A number of City of London Investment Trust’s holdings have resumed dividend payouts
October 29, 2020
  • The case for City of London Investment Trust, a defensive UK equity income fund
  • The appeal and risks of UK equity income
IC TIP: Buy at 329.2p
Tip style
Income
Risk rating
High
Timescale
Long Term
Bull points

High yield 

Strong record of dividend increases

Defensive positioning

Overseas equity holdings

Bear points

Recent under performance

Share price volatility

In a year marked by savage dividend cuts, UK equity income investors might finally have some cause for optimism. Link Asset Services’ latest UK Dividend Monitor report says that “some signs of light” are finally appearing for income hunters. This includes companies resuming their dividends, fewer dividend cuts being made, and greater clarity over the state of companies’ operations. But despite Link forecasting a fairly attractive average yield of between 3.3 and 3.6 per cent for the UK market in the next 12 months, challenges remain. So while UK equities could still form part of an income portfolio, it may be best to get exposure to them via a fund with a resilient and selective process.

One fund that has stood out as a UK equity income play in difficult times is City of London Investment Trust (CTY). It trust looks to grow income and capital over the long term by mainly investing in UK equities and had a dividend yield of nearly 6 per cent as of 23 October.
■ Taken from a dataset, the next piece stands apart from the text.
Issue #2194, opened 2026-06-16
epic: import structured entities from tabular data using a data schema


pirhoo:
Mode A is tabular column-mapping. A user supplies a CSV/XLSX in their project plus a mapping (hand-authored JSON/YAML) that says how the table's columns fit the data schema. A background task executes the mapping, materializes entities into a statement store (the system of record), and projects them into a searchable `<project>.entities` index. The mapping is persisted so the extraction is reproducible.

The trust's board has maintained a focus on increasing its dividend and has now done this for 54 years in a row. Like many other closed-ended equity income funds, City of London Investment Trust can draw on revenue reserves to cover income shortfalls in difficult times. The trust has revenue reserves worth £45.62m, which could cover over half a year's worth of the dividends it is paying in its current financial year, according to the Association of Investment Companies (AIC).

The trust cannot entirely escape the concentrated UK market, where just a handful of stocks account for much of the income, and has been hit hard at a time when many investors are fleeing UK assets. On a total return basis, the trust’s shares were down by 18.5 per cent in the year to 22 October, lagging the FTSE All-Share index. Investment trust shares can fall further than the markets they invest in during times of volatility because of their ability to gear – ie, take on debt.

However, Job Curtis, manager of City of London Investment Trust, can take defensive measures that should protect the portfolio in the longer term. As he recently explained, the trust is underweight troubled industries that make up a big part of the UK market, such as oil and gas. Mr Curtis has also exited positions in leisure and hospitality names such as Cineworld (CINE) and Whitbread (WTB) this year.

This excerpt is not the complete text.